Charities could face legal action from beneficiaries placed at risk during the coronavirus crisis, the Muslim Women’s Network (MWN) UK has warned.
Speaking at the NPC Ignites conference last week, Shaista Gohir, co-chair of MWN, said that the influx of new volunteers during the pandemic may include people who want to exploit people helped by charities.
Gohir also talked about the pressure on resources as a result of Covid-19, and said that the number of counselling sessions provided by MWN had doubled compared with the same time last year.
‘We are going to have a big problem on our hands’
Talking about the importance of volunteer management during the pandemic, and the recent increase in the number of volunteers offering help to charities, Gohir said: “Everyone is saying that there is a big resource out there.
“You have got lots of vulnerable people and you have got lots of volunteers. Unfortunately, there will be people out there ready to use this to their advantage and exploit people.
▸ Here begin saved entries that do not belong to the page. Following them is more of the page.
PR #550, opened 2021-03-04
Add production rake tasks

Fryguy:
- `production:edit_settings` to modify the bot settings in production
- `production:console` to open a console in production
- `release` to tag, build, and release a new version into production

@bdunne Please review.

Note that I released a 0.13.7 with the bot using this

### DIFF
--- a/lib/tasks/production.rake
+++ b/lib/tasks/production.rake
@@ -1,0 +1,150 @@
+module Kubernetes
+  def self.available?
+    !`which kubectl`.chomp.empty?
+  end
+
+  def self.config_dir
+    @config_dir ||= Pathname.new("~/.kube").expand_path
+  end
+
+  def self.config_file
+    @config_file ||= config_dir.join("config")
+  end
+
+  def self.merge_config(file)
+    system({"KUBECONFIG" => "#{config_file}:#{file}"}, "kubectl config view --flatten > #{config_file}")
+  end
+
+  def self.context?(context)
+    !`kubectl config get-contexts --no-headers #{context} 2>/dev/null`.chomp.empty?
+  end
+
+  def self.current_namespace
+    `kubectl config view --minify --output jsonpath={.contexts..namespace}`.chomp
+  end
+
+  def self.use_context(context)
+    system("kubectl config use-context #{context}")
+  end
+
+  def self.use_namespace(namespace)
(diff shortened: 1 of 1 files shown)


lib/tasks/production.rake
```diff
@@ -0,0 +1,152 @@
...
+  else
+    puts "Already tagged '#{version}'"
+  end
+  exit 1 unless system("git push #{remote} #{version}")
+
+  image = "manageiq/miq_bot:#{version}"
+
+  puts
+  puts "Building docker image..."
+  exit 1 unless system("docker build . -t #{image}")
```
Fryguy, line 135: Not sure if it's preferable to do a `--no-cache` here or not.

bdunne: Yes, I usually do `--no-cache`

lib/tasks/production.rake
```diff
@@ -0,0 +1,152 @@
...
+    exit 1 unless system("git tag #{version}")
+  elsif `git tag --points-at HEAD`.chomp != version
+    $stderr.puts "ERROR: Already tagged '#{version}', but you are not on that commit"
+    exit 1
+  else
+    puts "Already tagged '#{version}'"
+  end
+  exit 1 unless system("git push #{remote} #{version}")
+
+  image = "manageiq/miq_bot:#{version}"
```
bdunne, line 131:
```suggestion
  image = "docker.io/manageiq/miq_bot:#{version}"
```

lib/tasks/production.rake
Fryguy: yeah it actually requires it, otherwise it doesn't detect a code change and uses the cache for the entire thing.

lib/tasks/production.rake
Fryguy: If i do a docker build with that will it still work?  I had it separate because I wasn't sure if the docker build step could handle that

lib/tasks/production.rake
Fryguy: Added

lib/tasks/production.rake
Fryguy: It worked...Updated

Fryguy:
@bdunne Updated with your changes

PR #560, opened 2021-04-27
Update manageiq-style, including rubocop update

Fryguy:


spec/workers/commit_monitor_handlers/commit_range/rubocop_checker/data/with_results_with_no_offenses/no_offenses.rb
```diff
@@ -1,2 +1,5 @@
 class NoOffenses
+  def initialize
+    @x = 1
+  end
```
Fryguy, line 4: This was needed because of https://docs.rubocop.org/rubocop/1.13/cops_lint.html#lintemptyclass

spec/workers/commit_monitor_handlers/commit_range/rubocop_checker/data/with_results_with_offenses/ruby_syntax_error.rb
```diff
@@ -1,3 +1,6 @@
 class RubySyntaxError
+  def initialize
+    @x = 1
+  end
```
Fryguy, line 4: This technically wasn't needed, but since I did it above to avoid the EmptyClass, I did it here too.

Fryguy:
Note that the cop URLs are kind of messed up because not all cops are under rubocop gem anymore.  I'm looking into replacing that with pointing to https://docs.rubocop.org

PR #561, opened 2021-04-27
Use RuboCop::Cop::Base#documentation_url directly

Fryguy:


bdunne (commented):
Overall, I like that it's much simpler.  The only down side is that we lose versioning.
Maybe we can inject it?
https://docs.rubocop.org/rubocop/cops_lint.html#lintuselessassignment vs https://docs.rubocop.org/rubocop/1.13/cops_lint.html#lintuselessassignment

Fryguy:
@bdunne Updated.  I don't _love_ this code, but I agree to some extent.  I would like it better if upstream's documentation_url put the correct version in there.  I'm considering coding that upstream, so that's why I put a version check in this code to not insert the version if it already exists.

bdunne (approved):
👍🏻 Thanks

PR #564, opened 2021-06-08
Move to CentOS Stream

Fryguy:
@bdunne I tried updating the bot, but I'm getting errors when building rugged.  I'm surprised I didn't get the same errors with the manageiq core pods.


bdunne:
https://github.com/Fryguy/miq_bot/pull/2

PR #566, opened 2021-08-23
Suggestion for handling Gemfile.lock on miq_bot

agrare:
When I clone this repo and try to run specs I get:

```bash
adam@desktop:~/src/manageiq/miq_bot$ rspec

An error occurred while loading spec_helper. - Did you mean?
                    rspec ./spec/spec_helper.rb

Failure/Error: require File.expand_path("../../config/environment", __FILE__)

Gem::MissingSpecVersionError:
  Could not find 'bundler' (1.17.3) required by your /home/grare/adam/src/manageiq/miq_bot/Gemfile.lock.
  To update to the latest version installed on your system, run `bundle update --bundler`.
  To install the missing version, run `gem install bundler:1.17.3`
  Checked in 'GEM_PATH=/home/grare/adam/.gem/ruby/2.7.0:/var/lib/gems/2.7.0:/usr/local/lib/ruby/gems/2.7.0:/usr/lib/ruby/gems/2.7.0:/usr/lib/x86_64-linux-gnu/ruby/gems/2.7.0:/usr/share/rubygems-integration/2.7.0:/usr/share/rubygems-integration/all:/usr/lib/x86_64-linux-gnu/rubygems-integration/2.7.0:/home/grare/adam/.gem' , execute `gem env` for more information
# ./config/boot.rb:4:in `<top (required)>'
# ./config/application.rb:1:in `<top (required)>'
# ./config/environment.rb:2:in `<top (required)>'
# ./spec/spec_helper.rb:3:in `<top (required)>'
No examples found.


Finished in 0.00005 seconds (files took 0.09503 seconds to load)
0 examples, 0 failures, 1 error occurred outside of examples
```

If I then `rm Gemfile.lock && bundle update` I pull down an invalid version of `celluloid` which causes failures when running `rspec`:
```bash
adam@desktop:~/src/manageiq/miq_bot$ rspec

An error occurred while loading spec_helper. - Did you mean?
                    rspec ./spec/spec_helper.rb

Failure/Error: require File.expand_path("../../config/environment", __FILE__)

LoadError:
  cannot load such file -- celluloid/current
```

Looks like we require `~> 0.17.4`

PR #567, opened 2021-08-24
Update Gemfile.lock

agrare:


NickLaMuro:
@agrare Could we also update `thin` to 1.8.0?  I have run into this issue more times than I can remember, and it gets me every time:

- https://github.com/macournoyer/thin/issues/365
- https://github.com/macournoyer/thin/pull/364

We can do it as a separate PR as well if people prefer.

Gemfile.lock
```diff
@@ -360,25 +354,26 @@ GEM
     sync (0.5.0)
     sysexits (1.2.0)
     temple (0.8.2)
-    thin (1.7.2)
+    thin (1.8.1)
```
agrare, line 357: Absolutely @NickLaMuro :point_up:

NickLaMuro: Oh!  You did a generic `bundle update`, not just for celluloid.  Cool beans.  Thanks!

NickLaMuro (approved):
Looks good to me, but I will let someone else merged like @bdunne or @Fryguy

Gemfile.lock
agrare: Yeah celluloid was the only one which was failing on the latest version so I limited it to the prior version.

spec/models/batch_job_spec.rb
```diff
@@ -85,8 +85,9 @@
 
   describe "#check_complete" do
     it "when destroyed by another checker" do
-      job = described_class.create!.tap(&:destroy)
+      job = described_class.new
```
bdunne, line 88: How is this related to rspec mocks?

agrare: Because a destroyed object is frozen, and rspec 3.10 raises an error about mocking a frozen object (see the error referenced here https://github.com/ManageIQ/miq_bot/pull/566#issuecomment-904082377)

bdunne: So, should we set up the expectation before destroying the record instead?

spec/models/batch_job_spec.rb
```diff
@@ -85,8 +85,9 @@
...
 
+      allow(job).to receive(:reload).and_raise(ActiveRecord::RecordNotFound)
       expect(job).to_not receive(:finalize!)
 
       job.check_complete
```
bdunne, line 93:
```suggestion
      job = described_class.create!

      expect(job).to_not receive(:finalize!)

       job.destroy
      
      job.check_complete
```

spec/models/batch_job_spec.rb
agrare: Sure

Gemfile.lock
kbrock: celluloid was all the rage for a while but died out after sidekick rewrote to not include it.
TBH, kinda surprised to see it.

PR #572, opened 2021-09-30
[MessageBuilder] Include `rubocop-rails` links

NickLaMuro:
Updates COP_URIS so that it also generate correct URLs for cops in `rubocop-rails`, and not just the base gem.

Uses code from the gem to handle generating the URL, and modifies the URL a bit more to properly handle the plugin versions

Links
-----

* https://github.com/rubocop/rubocop/blob/de4f7cdd266999bf2cfbe78bd7fd8a0d4580863d/lib/rubocop/cop/documentation.rb
* https://github.com/rubocop/rubocop/blob/de4f7cdd266999bf2cfbe78bd7fd8a0d4580863d/lib/rubocop/cop/base.rb#L63-L69


Fryguy:
Nice!  I was trying to get something like this in rubocop core, but it was complicated.

PR #579, opened 2022-02-08
Use a matrix for test-repos not jobs

agrare:
There is a limit of 20 on the number of times other workflows can be referenced in a workflow, so rather than 1 job per repo use a matrix for test-repo

### DIFF
--- a/lib/github_service/commands/cross_repo_test.rb
+++ b/lib/github_service/commands/cross_repo_test.rb
@@ -278,8 +278,8 @@ module GithubService
           "cross-repo" => {
             "uses" => "ManageIQ/manageiq-cross_repo/.github/workflows/manageiq_cross_repo.yaml@master",
             "with" => {
-              "test-repo" => test_repos.inspect,
-              "repos"     => repos.join(",")
+              "test-repos" => test_repos.inspect,
+              "repos"      => repos.join(",")
             }
           }
         }
--- a/lib/github_service/commands/cross_repo_test.rb
+++ b/lib/github_service/commands/cross_repo_test.rb
@@ -274,15 +274,15 @@ module GithubService
         raw_yaml = rugged_repo.blob_at(branch_ref.target.oid, ".github/workflows/ci.yaml").content
         content  = YAML.safe_load(raw_yaml)
 
-        content["jobs"] = test_repos.each_with_object({}) do |test_repo, result|
-          result[test_repo] = {
+        content["jobs"] = {
+          "cross-repo" => {
             "uses" => "ManageIQ/manageiq-cross_repo/.github/workflows/manageiq_cross_repo.yaml@master",
             "with" => {
-              "test-repo" => test_repo,
+              "test-repo" => test_repos.inspect,
               "repos"     => repos.join(",")
             }
           }
-        end
+        }
 
         entry = {}
         entry[:path]  = ".github/workflows/ci.yaml"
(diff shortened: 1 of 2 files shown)


lib/github_service/commands/cross_repo_test.rb
```diff
@@ -274,15 +274,15 @@ def update_github_workflow_yaml_content
...
         content  = YAML.safe_load(raw_yaml)
 
-        content["jobs"] = test_repos.each_with_object({}) do |test_repo, result|
-          result[test_repo] = {
+        content["jobs"] = {
+          "cross-repo" => {
             "uses" => "ManageIQ/manageiq-cross_repo/.github/workflows/manageiq_cross_repo.yaml@master",
             "with" => {
-              "test-repo" => test_repo,
+              "test-repo" => "[#{test_repos.map { |repo| "\"#{repo}\"" }.join(", ")}]",
```
Fryguy, line 281:
```suggestion
              "test-repo" => test_repos.inspect,
```

Ruby array syntax is JSON compliant, so this is a lot simpler.

agrare: Ah thanks much better, felt like there had to be a better way to do that :laughing:

lib/github_service/commands/cross_repo_test.rb
```diff
@@ -274,15 +274,15 @@ def update_github_workflow_yaml_content
...
         content  = YAML.safe_load(raw_yaml)
 
-        content["jobs"] = test_repos.each_with_object({}) do |test_repo, result|
-          result[test_repo] = {
+        content["jobs"] = {
+          "cross-repo" => {
             "uses" => "ManageIQ/manageiq-cross_repo/.github/workflows/manageiq_cross_repo.yaml@master",
             "with" => {
-              "test-repo" => test_repo,
+              "test-repo" => test_repos.inspect,
```
Fryguy, line 281: I wonder if we should change the key to test-repos to make it clear what is incoming

Fryguy (approved):

lib/github_service/commands/cross_repo_test.rb
agrare: Yeah we can do that I'll just need to push another PR to manageiq-cross_repo

agrare: https://github.com/ManageIQ/manageiq-cross_repo/pull/86 https://github.com/ManageIQ/manageiq-cross_repo-tests/pull/583

lib/github_service/commands/cross_repo_test.rb
```diff
@@ -274,15 +274,15 @@ def update_github_workflow_yaml_content
...
-        content["jobs"] = test_repos.each_with_object({}) do |test_repo, result|
-          result[test_repo] = {
+        content["jobs"] = {
+          "cross-repo" => {
             "uses" => "ManageIQ/manageiq-cross_repo/.github/workflows/manageiq_cross_repo.yaml@master",
             "with" => {
-              "test-repo" => test_repo,
-              "repos"     => repos.join(",")
+              "test-repos" => test_repos.inspect,
+              "repos"      => repos.join(",")
```
Fryguy, line 282: Not for this PR, but it might be nice to do this one as `repos.inspect` for consistency with test-repos.  I know that it's not used in the same way, but it's weird to have one be an "Array" and the other not.

PR #586, opened 2022-04-05
Support space deliminated repo names for cross-repo-tests

agrare:
Alternative to fixing https://github.com/ManageIQ/miq_bot/pull/585 is just to support both `" "` and `","` deliminated repo names.  Spaces aren't valid in any of our repo name formats (repo names, PR short format, branch names, urls) so not sure why we explicitly don't allow spaces for separating repo names here.

### DIFF
--- a/spec/lib/github_service/commands/cross_repo_test_spec.rb
+++ b/spec/lib/github_service/commands/cross_repo_test_spec.rb
@@ -148,49 +148,6 @@ RSpec.describe GithubService::Commands::CrossRepoTest do
     end
 
     describe "with invalid repo names" do
-      context "when someone forgets a comma in the test repo list" do
-        let(:command_value) { "manageiq-ui-classic manageiq-api" }
-
-        it "is invalid" do
-          stub_issue_comment(<<~COMMENT)
-            @NickLaMuro 'cross-repo-test(s)' was given invalid repo names and cannot continue
-
-            * `ManageIQ/manageiq-ui-classic manageiq-api`
-          COMMENT
-
-          assert_execute(:valid => false)
-        end
-      end
-
-      context "when someone forgets a comma in the included repo list" do
-        let(:command_value) { "manageiq-ui-classic including manageiq-api#1234 manageiq#1234" }
-
-        it "is invalid" do
-          stub_issue_comment(<<~COMMENT)
-            @NickLaMuro 'cross-repo-test(s)' was given invalid repo names and cannot continue
-
-            * `ManageIQ/manageiq-api#1234 manageiq#1234`
-          COMMENT
-
-          assert_execute(:valid => false)
-        end
-      end
-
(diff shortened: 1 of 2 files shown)


spec/lib/github_service/commands/cross_repo_test_spec.rb
```diff
@@ -148,49 +148,6 @@ def assert_execute(valid: true)
...
-            * `ManageIQ/manageiq-api#1234 manageiq#1234`
-            * `ManageIQ/manageiq-ui-classic manageiq-api`
-          COMMENT
-
-          assert_execute(:valid => false)
-        end
-      end
-
       context "when there's a typo on the including directive" do
         let(:command_value) { "manageiq-ui-classic includes manageiq#1234" }
```
agrare, line 152: This is the only failing test after this change, which I think is just another case of passing an invalid repo name

Fryguy:
I like this approach better.  Does this obviate #585 ?

agrare:
> I like this approach better. Does this obviate https://github.com/ManageIQ/miq_bot/pull/585 ?

Yes, I'll close that and we can continue with this one

spec/lib/github_service/commands/cross_repo_test_spec.rb
Fryguy: Can you add a version of this test that also has space separated and command separated but with the misspelled `inlcuding`? so something like:

```
let(:command_value) { "#{test_repos.join(',')} inlcuding #{repos.join(',')}" }
# and
let(:command_value) { "#{test_repos.join(' ')} inlcuding #{repos.join(' ')}" }
```

agrare: Yes but will end up with the same result which is the command doesn't fail, but the resulting cross-repo-test run will fail trying to pull down `ManageIQ/inlcuding` which we intentionally do not handle here: https://github.com/ManageIQ/miq_bot/blob/master/spec/lib/github_service/commands/cross_repo_test_spec.rb#L329-L336

agrare: Basically before this would be `ManageIQ/manageiq-ui-classic includes manageiq#1234` which we picked up on as invalid because of the spaces, but now it sees `includes` as a repo name and tries to run tests for `ManageIQ/includes`

Not sure if we could catch that here in the command without caching a list of repo names (actually that wouldn't work either because we can pull in other gems from non-ManageIQ orgs)

Fryguy: That's fine...I'll merge this for now, and we can deal with that later.

agrare: Okay let me drop that spec test then so this is green

PR #590, opened 2022-04-28
bundle update

kbrock:
Rails needs to be upgraded

There are some other minor changes
But I can reduct or increase it as need be.


Fryguy:
actions are not set up here yet, so while this is green, it's not actually running the CI.

kbrock:
Well, I'm not sure if we want to use my suggestions, or if you just want to `bundle update` and get a feel for the updates.

Either way, I got a dependabot and wanted to put a place holder in here.

Fryguy:
I'm going to close this, as I needed to to a bundle update as part of the github actions PR #591

Fryguy:
Actually, going to do this the other way around...merge this, then update my Actions PR

Issue #1224, opened 2021-01-26
Import page shows files that can't be imported


mattr555:
I'm someone who tends to hoard a lot of files in my `~/Downloads` folder, which is where I download my monthly statements, and is the import directory for `bean-file`/`fava`. I'd prefer to only see files that have an associated importer on fava's import page (though I understand the value in having other files show up in the list if you're using a different directory to collect documents before they're filed).

I'm happy to contribute a PR that adds an option to enable this. Would this be a sensible default to enable, or should we show all files by default? Don't want to break anyone's workflow. Thanks!

edit: as an alternative, we could explore adding a toggle to do this filtering on the frontend. The only quibble I would have with that is that we get a performance win by not sending down files that the user doesn't care about.

yagebu:
This is not really something that I'd want to add an option for but doing this filtering in the frontend sounds like a worthwhile solution. Maybe we could display the list in two parts to allow those that don't have an importer to be more easily ignored and just toggled in the frontend.

> The only quibble I would have with that is that we get a performance win by not sending down files that the user doesn't care about.

The size of the data loaded on that page is really quite negligible.

mattr555:
> Maybe we could display the list in two parts to allow those that don't have an importer to be more easily ignored and just toggled in the frontend.

I like this idea! Hope to have a PR out implementing it this weekend.

> The size of the data loaded on that page is really quite negligible.

Fair enough. I was noticing loading times of a couple seconds before I purged some of my old downloads, but nothing extreme.

yagebu:
> I like this idea! Hope to have a PR out implementing it this weekend.

Cool :)

> I was noticing loading times of a couple seconds before I purged some of my old downloads, but nothing extreme.

All files in the import directory are checked by the `identify` part of Beancount's ingest mechanism, depending on your importers that might load and read all files (e.g., to check for the existence of some identifier in a CSV file). That might take some time if you have a lot of files in that directory of course and can't really be avoided, transmitting the result will only be a fraction of those seconds

PR #1228, opened 2021-01-30
Display files with importers at top of import page

mattr555:
Fixing #1224 by breaking the list of files into two: one of the files that have importers, and one of the other files found in the import directories. This second list is hidden behind a `<details>` tag that is automatically expanded if there are no files in the first list. Here's an example of what the page would look like on first load if there are importable files available:
Screen Shot 2021-01-30 at 2 52 44 PM

This is accomplished by extracting a common `FileList` component. This is my first time using Svelte, so apologies if it's not quite idiomatic on the first cut. Thanks!

### DIFF
--- a/frontend/src/import/FileList.svelte
+++ b/frontend/src/import/FileList.svelte
@@ -1,0 +1,106 @@
+<script>
+  import { createEventDispatcher } from "svelte";
+  import { _ } from "../i18n";
+
+  import AccountInput from "../entry-forms/AccountInput.svelte";
+
+  /** @type {import("./helpers").ProcessedImportableFiles} */
+  export let files;
+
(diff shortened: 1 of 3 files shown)


yagebu (changes requested):
Thanks for the PR, this looks pretty good :)

I think this could be simplified a bit (and offer better typechecking) if you just pass down the functions like `move` down to the component instead of using event listeners.

mattr555:
Thanks! Makes more sense :)

P.S. I don't think the failing checks are my fault?

yagebu (approved):
Thanks again, I'll make some minor changes and merge this :)

> P.S. I don't think the failing checks are my fault?

Nope, I guess you branched off master a while ago, when there was some breakage in CI

PR #1235, opened 2021-02-20
Update usage.rst

prabusw:
added instruction to update an existing fava installation to the latest version..


yagebu:
Thanks for this PR. I think passing the `-U` option in general is a good idea, I'll update the install instruction to include this :)

PR #1238, opened 2021-02-27
Add dark mode

### LINKED ISSUE #1084: Dark Mode
With most browsers adding the ability to have a light and dark mode. How hard would it be to add this to fava? is it just a CSS change? 

Would be nice to have  this feature

arkn98:
Resolves #1084 

I've only made a few changes so that I can create a draft PR and start a discussion. I'm still unsure of what color palette to use, where to place the theme switch option, and other relevant information. For starters, I used the colors from GitHub's dark theme, since most of us are already accustomed to it. As already mentioned in #1084, I'm using `prefers-color-scheme` to detect the theme preference of the user (you can use Dev Tools from the browser to simulate the theme preference for now). You can see a sample screenshot below.

Discussion & feedback very much welcome!

**Note:** I've never contributed to open source repositories before and also, I'm somewhat a beginner. So, please feel free to point out if I do something wrong.

fava-dark-mode-initial-scrot-1

### DIFF
--- a/frontend/css/base.css
+++ b/frontend/css/base.css
@@ -36,7 +36,7 @@ pre {
   font-family: var(--font-family-monospaced);
   white-space: pre;
   background-color: var(--color-code-background);
-  border: 1px solid var(--color-background-darker);
+  border: 1px solid var(--color-code-border);
   border-radius: 3px;
 }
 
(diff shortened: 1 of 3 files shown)


arkn98:
@yagebu Did you get a chance to go through this?

yagebu:
Thanks @arkn98 for the pull request and congratulations on your first open-source contribution :)

I think this color theme could reuse that colors that Fava normally uses a bit more (and if those are too light/dark, see if only readjusting the lightness in the hsl() color specs is enough). I'm not a user of dark mode myself, so I don't have a strong opinion on the exact looks of dark mode, but if we add one to Fava it should like Fava, as we could otherwise just recommend users to use some browser extension to enable dark mode.

yagebu:
Closing this stale PR. Feel free to reopen if you want to continue to work on this :)

Issue #1243, opened 2021-04-04
https scheme not respected in `router.navigate`


xinluh:
This is a problem if fava is hosted with SSL. 

There are a few places (account selector, for example) where `router.navigate(urlFor(...))` is used navigate to a different page, but somewhere in the navigation the url scheme `https://` is not respected, and the navigation fails in modern browser. In Chrome, here is the error message in console:

```
Mixed Content: The page at 'https://<somehost>/beancount/trial_balance/' was loaded over HTTPS, but requested an insecure resource 'http://<somehost>/beancount/account/Income:Income?partial=true'. This request has been blocked; the content must be served over HTTPS.
```

Other sidebar links works. I tried to trace where the url scheme got overwritten in the `router.navigate(urlFor(...))`  call but couldn't locate the problem...

yagebu:
As you have found out in #1245, this is an issue with your deployment setup.

PR #1245, opened 2021-04-06
Fix trailing '/' in url navigation

xinluh:
This fixes the problem in #1243 

I think what happens is
- The Flask route are like `account/<name>/` with a trailing slash
- If we request an url without trailing slash, Flask ends up doing a redirect
- I happen to have a weird deployment setup (Google App Engine with IAP) that has some trouble with making sure that https is reflected through all the redirection
- Page failed to load because browser see that a `https` request is returning back at `http` location

The redirection weirdness isn't fava's fault, but it makes sense that we don't need the redirect in the first place if we request the right URL with trailing slashes.


yagebu:
Thanks :)

PR #1246, opened 2021-04-06
make the conversion selector component available for use in plugin

xinluh:
The conversion selector can be helpful in plugin, especially if the plugin uses the querytable 
image

Also fix a bug introduced in #1207 where query table crashes when displaying the "Amount" type


yagebu:
Cool, thanks :)

PR #1248, opened 2021-04-06
fix browser back button not updating filter input

xinluh:
This is a buggy behavior currently. To reproduce:
- Go to, say, an account page
- Add a filter in any of the filter input boxes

“If these volunteers are not managed properly, we are going to have a big problem on our hands. Particularly if some charities take their eye off the ball and think ‘Let’s utilise them and cut corners in terms of safeguarding’.
“Then you expose a vulnerable person, and then they come back to your charity and complain and say, ‘You put me at risk, I’m suing you’, basically.”
Gohir added that most new volunteers “mean really well, and a lot of them probably are safe.
“But all of them will not be safe, and some concerns have come into our helpline. We need to keep an eye on that.”
Gohir said that, as a result of Covid-19, waiting lists for help at MWN had got longer, and demand for counselling sessions had doubled, compared with last year.
The number of calls to the charity’s helpline had gone up 7%, she said.
Plea to funders
She also praised the charity’s funders, and called on foundations to make current reforms permanent.
Gohir said: “All of our funders have been fantastic. They have all said, ‘You can use your funding flexibly, you can use it for core costs’.
“And I wish funders would have said that much earlier, years ago.
“I do funding applications and you don’t know which ones are going to be successful. When they come through you think ‘I have got to juggle now and I have got to ask permission to move categories’. You are forever doing that.
“So it would be easier if it was more core, more flexible. I am glad the flexibility is there, but my plea is that that approach remains. It will make our lives much easier.”